What’s next: Where AI is going (and how to be ready for it)
While it’s already hard to imagine a world without it, AI is only going to get better from here. Here are our predictions for how AI will continue to shape marketing work, how Optimizely plans to stay ahead of those trends, and how you can be ready to take advantage of the change.
Short-term (2025):
AI embedded across marketing operations
Currently, companies are rapidly embedding AI throughout their marketing stack, moving beyond experimentation to operational deployment. Marketers now leverage AI for efficiency gains, content optimization, and workflow automation, liberating teams to focus on the creative and strategic work that drives real business impact.
Mid-term (2026-2027):
Multi-agent orchestration and AI ecosystems
In the mid-term, simple AI assistants are beginning to evolve into multi-agent systems orchestrating complex marketing workflows. Rather than one chatbot doing it all, specialized AI agents collaborate: one might analyze customer data, another generates personalized content, and another optimizes the delivery timing. Platforms like Optimizely Opal are already pioneering this approach, enabling multiple AI agents to work in concert with robust governance frameworks.
Long-term (2028 and beyond):
Generative experience optimization
Further into the future, marketing will evolve into a highly personalized, automated experience at every touchpoint. AI agents will dynamically adjust user experiences in real-time across digital platforms, while the concept of "marketing to AI"—where strategies target AI agents rather than human consumers directly—becomes mainstream. This fundamental shift will require marketers to craft messaging that resonates with both human and AI-driven decision-makers.
Concluding remarks
This report has validated what most Optimizely Opal users already know from experience: that adoption is rapid and broad, that AI results in real, measurable improvements in productivity, output, and quality, and that there are ways to make AI usage more effective.
Here are our most actionable takeaways from this Optimizely Opal study:
- Focus on improving key metrics: The data shows that Optimizely Opal impacts experimentation velocity, average test impact, marketing team output, and content quality. Use it intentionally to improve these key metrics that drive value for the business.
- Embed comprehensively throughout workflows: Optimizely Opal works best when used throughout the content lifecycle and scales with more use. Use it not only as an idea generator, but as a strategic partner through the whole marketing process.
- Set up your AI program for success: AI isn’t a silver bullet. Some approaches work better than others. Adopt best practices and governance to get the most out of your investment.
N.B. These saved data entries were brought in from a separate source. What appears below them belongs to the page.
PR #948, opened 2017-01-09
Highlight the issue with escape sequences

solugebefola:

### DIFF
--- a/README.markdown
+++ b/README.markdown
@@ -5699,6 +5699,7 @@ ngx.re.match
 **context:** *init_worker_by_lua&#42;, set_by_lua&#42;, rewrite_by_lua&#42;, access_by_lua&#42;, content_by_lua&#42;, header_filter_by_lua&#42;, body_filter_by_lua&#42;, log_by_lua&#42;, ngx.timer.&#42;, balancer_by_lua&#42;, ssl_certificate_by_lua&#42;, ssl_session_fetch_by_lua&#42;, ssl_session_store_by_lua&#42;*
 
 Matches the `subject` string using the Perl compatible regular expression `regex` with the optional `options`.
+[Known Issue With Special Escaping Sequences](#special-escaping-sequences)
 
 Only the first occurrence of the match is returned, or `nil` if no match is found. In case of errors, like seeing a bad regular expression or exceeding the PCRE stack limit, `nil` and a string describing the error will be returned.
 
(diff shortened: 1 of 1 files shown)


agentzh:
@solugebefola Why not just use all those new `*_by_lua_block` directives which are *free* of any of such escaping issues? Those `*_by_lua` directives are obsolete and not recommended to use nowadays.

solugebefola:
I am using `*_by_lua_block`, and I still have to put in one backslash escape to use metacharacters (though not two as noted in the issue link).  I don't know if it is the module version I am using perhaps?  I installed through homebrew on macOS which is v.0.10.6

agentzh:
That's for Lua escaping rules, not the regex. You just need to use Lua's long brackets for regexes.

solugebefola:
Thanks for the tip.  I think some clarification may be useful in the docs for that.

agentzh:
@solugebefola There is an already a warning (in bold) at the beginning of every `*_by_lua` directive in the docs, for example,

https://github.com/openresty/lua-nginx-module#content_by_lua

To quote,

> **WARNING** Since the v0.9.17 release, use of this directive is discouraged; use the new content_by_lua_block directive instead.

thibaultcha:
Would it make sense to implement a log stating their deprecation when one uses the old `*_by_lua` directives? Or do we consider the warning in the documentation to be sufficient?

agentzh:
@thibaultcha We still have a lot of old enterprise code bases using the old directives. So it would be annoying to issue warnings directly to the error logs when these enterprise users upgrade OpenResty.

solugebefola:
@agentzh I didn't mean a warning about the use of `*_by_lua` directives but rather about using long brackets within `ngx.re.match` and other regex functions.

agentzh:
@solugebefola There is already a pointer in the ngx.re API's documentation, for example,

https://github.com/openresty/lua-nginx-module/#ngxrematch

To quote,

> Known Issue With Special Escaping Sequences

agentzh:
@solugebefola And it's more about Lua syntax basics and I don't think we should spread it all over ngx_lua module's documentation.

solugebefola:
Yah, that pointer was what I originally moved to the top of the API docs in this PR.

agentzh:
@solugebefola But that section is really more about the old `*_by_lua` directives. The use of long brackets are really Lua standard syntax and has nothing to do with this module.

solugebefola:
I think maybe, more than a discussion of Lua syntax, maybe an example of using a metacharacter either double-escaped or with long brackets in the doc itself?  The examples shown all have exact text matching.

agentzh:
@solugebefola I think one thing we could improve here is that we should always use long brackets for any regexes our own example Lua code. Are you willing to propose a patch for that?

solugebefola:
Sure I will try to do that.  Woot!

solugebefola:
Just to confirm (as I am new to Lua), long brackets take the place of quotes.

agentzh:
@solugebefola Yeah, good idea! We should also have examples using regexes with `\d` or `\w` or `\s`, for example :)

agentzh:
@solugebefola Yes. When in doubt:

http://www.lua.org/manual/5.1/manual.html#2.1

For example,

```lua
local res = ngx.re.match("hello 1234", [[ (\w+) \s+ (\d+) ]], "jox")
```

solugebefola:
ok, great.  I will get on this in the next couple of days.

agentzh:
A runnable example from the command line:

```console
$ resty -e 'local res = ngx.re.match("hello 1234", [[ (\w+) \s+ (\d+) ]], "jox") print(res[1]) print(res[2])'
hello
1234
```

agentzh:
BTW, `resty` is the command-line utility provided by the `resty-cli` project or the OpenResty bundle.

Many Optimizely customers are already putting these insights into practice and seeing the benefits. As a leader in AI innovation, we’ll continue expanding our capabilities and reporting how best to use them in future analyses.
Appendix
Key definitions
- Experiments/Personalization Campaigns Created – The number of new experiments or personalization campaigns initiated within the reporting period.
- Experiments/Personalization Campaigns Concluded – The number of experiments or personalization campaigns that have reached a definitive outcome in the reporting period.
- Average Test Impact – The expected value of an experiment, calculated as win rate × uplift, used to forecast future returns and balance win rate with impact size.
- Campaigns – Coordinated sets of marketing or content activities aimed at achieving a specific goal, often spanning multiple channels and assets.
- Tasks – Individual pieces of work (e.g., write, review, edit) assigned to users within a CMP workflow.
- Engagement Time – duration a visitor actively interacts with a page—measured when the page is in focus and the user scrolls or moves the cursor, plus a 5-second grace period after activity stops.
- Credits – Optimizely Opal usage is measured in credits, consumed whenever an Optimizely Opal feature calls an AI model. Credit use varies by task complexity.